Exercise material section start

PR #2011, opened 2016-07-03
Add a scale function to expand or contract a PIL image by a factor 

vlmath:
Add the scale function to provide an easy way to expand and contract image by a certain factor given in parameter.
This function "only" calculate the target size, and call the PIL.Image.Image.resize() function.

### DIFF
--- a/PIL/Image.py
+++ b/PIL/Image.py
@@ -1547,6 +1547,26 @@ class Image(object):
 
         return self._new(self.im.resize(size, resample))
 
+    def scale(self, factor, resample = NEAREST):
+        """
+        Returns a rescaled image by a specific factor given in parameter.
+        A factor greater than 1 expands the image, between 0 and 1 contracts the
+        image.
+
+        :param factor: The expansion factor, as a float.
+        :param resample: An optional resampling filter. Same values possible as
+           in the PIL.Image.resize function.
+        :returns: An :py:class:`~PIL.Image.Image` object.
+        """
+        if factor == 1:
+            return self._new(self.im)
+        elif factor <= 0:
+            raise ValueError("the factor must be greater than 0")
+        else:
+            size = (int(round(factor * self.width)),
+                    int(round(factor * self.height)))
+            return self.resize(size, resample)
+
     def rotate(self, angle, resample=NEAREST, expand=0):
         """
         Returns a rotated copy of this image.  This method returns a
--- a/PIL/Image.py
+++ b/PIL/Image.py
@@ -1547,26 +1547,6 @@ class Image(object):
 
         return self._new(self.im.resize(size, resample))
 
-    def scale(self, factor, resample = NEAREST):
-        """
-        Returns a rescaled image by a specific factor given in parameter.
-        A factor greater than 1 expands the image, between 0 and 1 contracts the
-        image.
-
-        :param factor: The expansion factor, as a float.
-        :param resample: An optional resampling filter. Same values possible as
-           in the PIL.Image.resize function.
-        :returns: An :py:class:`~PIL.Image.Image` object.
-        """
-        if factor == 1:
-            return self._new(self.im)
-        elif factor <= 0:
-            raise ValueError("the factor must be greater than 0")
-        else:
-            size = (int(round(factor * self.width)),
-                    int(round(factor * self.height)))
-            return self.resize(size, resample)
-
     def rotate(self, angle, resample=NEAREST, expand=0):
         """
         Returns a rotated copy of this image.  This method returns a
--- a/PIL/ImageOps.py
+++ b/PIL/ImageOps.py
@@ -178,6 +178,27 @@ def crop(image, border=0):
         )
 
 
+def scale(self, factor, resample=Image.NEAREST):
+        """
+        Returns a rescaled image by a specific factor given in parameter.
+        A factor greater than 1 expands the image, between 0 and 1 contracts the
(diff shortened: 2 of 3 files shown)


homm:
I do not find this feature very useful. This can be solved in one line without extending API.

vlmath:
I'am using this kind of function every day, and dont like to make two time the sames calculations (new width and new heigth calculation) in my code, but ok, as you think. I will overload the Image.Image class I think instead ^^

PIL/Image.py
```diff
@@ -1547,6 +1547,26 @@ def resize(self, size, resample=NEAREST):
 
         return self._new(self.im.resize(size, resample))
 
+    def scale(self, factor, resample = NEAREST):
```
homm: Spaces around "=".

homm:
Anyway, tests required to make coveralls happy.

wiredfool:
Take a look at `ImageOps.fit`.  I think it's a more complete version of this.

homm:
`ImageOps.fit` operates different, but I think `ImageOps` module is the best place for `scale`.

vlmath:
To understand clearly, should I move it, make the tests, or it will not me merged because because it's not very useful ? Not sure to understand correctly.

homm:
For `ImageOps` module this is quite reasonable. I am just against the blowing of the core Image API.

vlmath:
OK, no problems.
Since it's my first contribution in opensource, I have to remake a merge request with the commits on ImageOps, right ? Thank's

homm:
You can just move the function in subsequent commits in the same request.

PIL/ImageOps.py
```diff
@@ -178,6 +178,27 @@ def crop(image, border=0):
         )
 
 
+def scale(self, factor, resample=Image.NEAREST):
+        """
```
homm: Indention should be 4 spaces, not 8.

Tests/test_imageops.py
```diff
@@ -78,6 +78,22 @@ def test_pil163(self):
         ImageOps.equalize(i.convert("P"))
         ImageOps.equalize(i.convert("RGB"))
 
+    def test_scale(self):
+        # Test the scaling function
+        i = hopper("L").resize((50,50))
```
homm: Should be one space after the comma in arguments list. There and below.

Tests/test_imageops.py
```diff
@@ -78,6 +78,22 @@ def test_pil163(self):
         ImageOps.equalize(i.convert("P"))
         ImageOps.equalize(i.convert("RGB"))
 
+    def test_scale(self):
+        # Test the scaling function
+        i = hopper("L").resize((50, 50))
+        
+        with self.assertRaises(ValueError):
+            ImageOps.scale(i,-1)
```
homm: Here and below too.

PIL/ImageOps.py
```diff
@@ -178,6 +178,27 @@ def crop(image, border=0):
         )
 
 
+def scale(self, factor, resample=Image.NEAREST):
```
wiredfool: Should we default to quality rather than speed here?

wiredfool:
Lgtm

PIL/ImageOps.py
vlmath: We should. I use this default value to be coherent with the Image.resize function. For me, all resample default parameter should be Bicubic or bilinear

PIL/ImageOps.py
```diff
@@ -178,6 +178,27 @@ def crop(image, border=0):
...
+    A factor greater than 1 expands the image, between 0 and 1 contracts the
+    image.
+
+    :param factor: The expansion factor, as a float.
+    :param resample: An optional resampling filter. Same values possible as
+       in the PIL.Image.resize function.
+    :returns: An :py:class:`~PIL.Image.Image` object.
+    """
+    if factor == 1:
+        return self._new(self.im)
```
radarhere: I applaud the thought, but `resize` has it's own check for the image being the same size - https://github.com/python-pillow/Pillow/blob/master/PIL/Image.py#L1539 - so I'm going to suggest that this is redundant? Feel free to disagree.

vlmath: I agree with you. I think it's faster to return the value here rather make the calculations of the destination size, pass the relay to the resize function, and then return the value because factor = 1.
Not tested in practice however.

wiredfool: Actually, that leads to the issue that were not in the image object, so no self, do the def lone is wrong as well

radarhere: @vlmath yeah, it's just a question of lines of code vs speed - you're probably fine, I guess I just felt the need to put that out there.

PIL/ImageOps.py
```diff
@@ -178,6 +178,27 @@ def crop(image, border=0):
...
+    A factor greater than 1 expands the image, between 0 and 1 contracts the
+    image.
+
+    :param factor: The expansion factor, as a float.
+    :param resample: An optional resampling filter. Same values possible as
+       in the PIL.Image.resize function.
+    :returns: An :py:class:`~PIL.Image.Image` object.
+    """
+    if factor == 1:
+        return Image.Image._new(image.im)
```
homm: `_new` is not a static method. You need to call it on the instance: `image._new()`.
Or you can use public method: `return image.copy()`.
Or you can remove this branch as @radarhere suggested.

Exercise material section end
Exercise material section start

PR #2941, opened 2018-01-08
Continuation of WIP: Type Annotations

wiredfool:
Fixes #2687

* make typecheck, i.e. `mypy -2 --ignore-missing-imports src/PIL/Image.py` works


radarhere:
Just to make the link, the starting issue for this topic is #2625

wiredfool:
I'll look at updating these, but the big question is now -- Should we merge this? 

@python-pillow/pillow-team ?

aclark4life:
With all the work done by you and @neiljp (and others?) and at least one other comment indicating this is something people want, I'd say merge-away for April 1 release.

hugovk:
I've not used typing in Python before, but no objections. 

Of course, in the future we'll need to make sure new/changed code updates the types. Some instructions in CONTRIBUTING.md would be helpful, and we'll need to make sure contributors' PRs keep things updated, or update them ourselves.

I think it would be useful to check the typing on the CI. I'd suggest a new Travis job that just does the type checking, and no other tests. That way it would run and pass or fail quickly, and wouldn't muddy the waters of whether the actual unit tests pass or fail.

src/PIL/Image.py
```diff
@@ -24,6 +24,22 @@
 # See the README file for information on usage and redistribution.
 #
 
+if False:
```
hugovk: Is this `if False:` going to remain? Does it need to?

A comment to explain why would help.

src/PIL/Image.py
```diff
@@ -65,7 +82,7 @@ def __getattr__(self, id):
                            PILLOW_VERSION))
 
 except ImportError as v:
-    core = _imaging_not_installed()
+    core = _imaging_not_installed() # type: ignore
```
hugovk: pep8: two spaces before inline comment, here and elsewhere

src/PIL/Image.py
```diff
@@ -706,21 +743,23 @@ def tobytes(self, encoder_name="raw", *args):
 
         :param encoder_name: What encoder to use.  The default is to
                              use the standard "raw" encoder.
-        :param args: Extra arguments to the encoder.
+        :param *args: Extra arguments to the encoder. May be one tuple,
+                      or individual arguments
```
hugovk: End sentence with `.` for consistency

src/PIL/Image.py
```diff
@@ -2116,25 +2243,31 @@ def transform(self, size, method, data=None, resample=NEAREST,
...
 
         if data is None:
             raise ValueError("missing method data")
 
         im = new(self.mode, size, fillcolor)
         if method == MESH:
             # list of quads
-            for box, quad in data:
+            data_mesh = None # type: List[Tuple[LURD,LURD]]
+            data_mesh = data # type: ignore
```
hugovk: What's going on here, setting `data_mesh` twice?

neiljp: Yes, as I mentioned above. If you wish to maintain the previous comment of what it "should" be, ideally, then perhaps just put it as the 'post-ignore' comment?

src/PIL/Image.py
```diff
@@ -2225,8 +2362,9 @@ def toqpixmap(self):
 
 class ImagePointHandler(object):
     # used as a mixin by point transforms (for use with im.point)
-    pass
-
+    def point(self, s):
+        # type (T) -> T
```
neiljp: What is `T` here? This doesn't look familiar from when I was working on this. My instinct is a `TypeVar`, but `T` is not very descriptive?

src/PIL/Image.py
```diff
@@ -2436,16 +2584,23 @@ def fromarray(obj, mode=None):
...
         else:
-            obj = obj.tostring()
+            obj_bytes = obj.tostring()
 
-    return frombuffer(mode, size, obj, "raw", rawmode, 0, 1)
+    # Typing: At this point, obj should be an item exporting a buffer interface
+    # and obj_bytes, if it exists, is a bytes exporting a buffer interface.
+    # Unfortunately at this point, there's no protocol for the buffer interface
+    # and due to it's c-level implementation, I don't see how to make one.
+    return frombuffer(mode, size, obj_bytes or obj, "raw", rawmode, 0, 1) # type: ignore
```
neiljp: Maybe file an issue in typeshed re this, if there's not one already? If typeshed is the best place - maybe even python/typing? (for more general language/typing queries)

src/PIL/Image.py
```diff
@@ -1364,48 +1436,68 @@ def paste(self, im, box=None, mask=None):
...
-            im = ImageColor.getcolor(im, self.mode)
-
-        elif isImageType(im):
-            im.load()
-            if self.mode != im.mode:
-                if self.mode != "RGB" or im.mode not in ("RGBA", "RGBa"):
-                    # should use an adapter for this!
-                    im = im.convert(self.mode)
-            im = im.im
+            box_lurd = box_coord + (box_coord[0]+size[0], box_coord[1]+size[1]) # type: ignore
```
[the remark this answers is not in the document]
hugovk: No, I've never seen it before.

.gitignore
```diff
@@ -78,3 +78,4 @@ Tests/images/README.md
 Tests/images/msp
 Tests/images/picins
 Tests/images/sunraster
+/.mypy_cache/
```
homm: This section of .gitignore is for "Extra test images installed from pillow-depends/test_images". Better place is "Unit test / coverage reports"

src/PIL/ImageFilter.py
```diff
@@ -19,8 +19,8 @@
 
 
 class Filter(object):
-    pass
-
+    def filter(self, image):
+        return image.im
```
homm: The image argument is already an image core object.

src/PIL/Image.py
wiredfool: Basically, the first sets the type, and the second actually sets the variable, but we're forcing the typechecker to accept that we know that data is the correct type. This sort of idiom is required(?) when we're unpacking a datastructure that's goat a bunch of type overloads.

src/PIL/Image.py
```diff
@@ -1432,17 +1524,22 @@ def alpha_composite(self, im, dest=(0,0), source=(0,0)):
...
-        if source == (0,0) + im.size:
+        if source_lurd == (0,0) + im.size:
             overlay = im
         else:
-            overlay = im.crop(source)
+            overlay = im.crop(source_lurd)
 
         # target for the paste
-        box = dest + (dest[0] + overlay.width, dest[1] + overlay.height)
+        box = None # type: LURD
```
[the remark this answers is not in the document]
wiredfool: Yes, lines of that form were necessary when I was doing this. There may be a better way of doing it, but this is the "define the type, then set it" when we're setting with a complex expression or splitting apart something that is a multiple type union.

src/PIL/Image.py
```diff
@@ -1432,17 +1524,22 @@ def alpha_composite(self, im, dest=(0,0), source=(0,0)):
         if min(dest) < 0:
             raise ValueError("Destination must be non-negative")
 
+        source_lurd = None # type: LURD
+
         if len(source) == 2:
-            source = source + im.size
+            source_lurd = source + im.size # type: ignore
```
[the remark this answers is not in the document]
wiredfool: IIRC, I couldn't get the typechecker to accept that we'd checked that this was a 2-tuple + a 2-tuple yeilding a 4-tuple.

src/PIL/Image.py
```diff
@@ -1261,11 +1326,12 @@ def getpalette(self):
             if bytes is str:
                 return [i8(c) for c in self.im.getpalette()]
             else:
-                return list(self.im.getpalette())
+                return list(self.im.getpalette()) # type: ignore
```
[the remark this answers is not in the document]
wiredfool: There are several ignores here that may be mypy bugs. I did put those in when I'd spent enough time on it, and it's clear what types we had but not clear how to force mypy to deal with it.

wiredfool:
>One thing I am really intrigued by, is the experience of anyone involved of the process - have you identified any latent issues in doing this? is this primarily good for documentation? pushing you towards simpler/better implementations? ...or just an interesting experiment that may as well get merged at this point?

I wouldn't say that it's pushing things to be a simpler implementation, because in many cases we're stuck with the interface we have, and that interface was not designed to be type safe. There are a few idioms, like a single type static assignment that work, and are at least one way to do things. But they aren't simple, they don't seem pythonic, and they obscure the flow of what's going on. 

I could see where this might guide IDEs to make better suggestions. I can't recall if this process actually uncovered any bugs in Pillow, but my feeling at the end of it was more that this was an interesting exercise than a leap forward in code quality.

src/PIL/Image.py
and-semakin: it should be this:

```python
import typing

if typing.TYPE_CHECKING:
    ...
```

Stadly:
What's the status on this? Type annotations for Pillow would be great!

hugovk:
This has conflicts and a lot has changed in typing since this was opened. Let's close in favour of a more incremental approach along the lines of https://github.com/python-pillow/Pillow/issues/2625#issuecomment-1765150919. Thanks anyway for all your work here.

Exercise material section end

Answer with a number only. How many lines in the records include the word "hopper"?

**Output of the exercise**. 2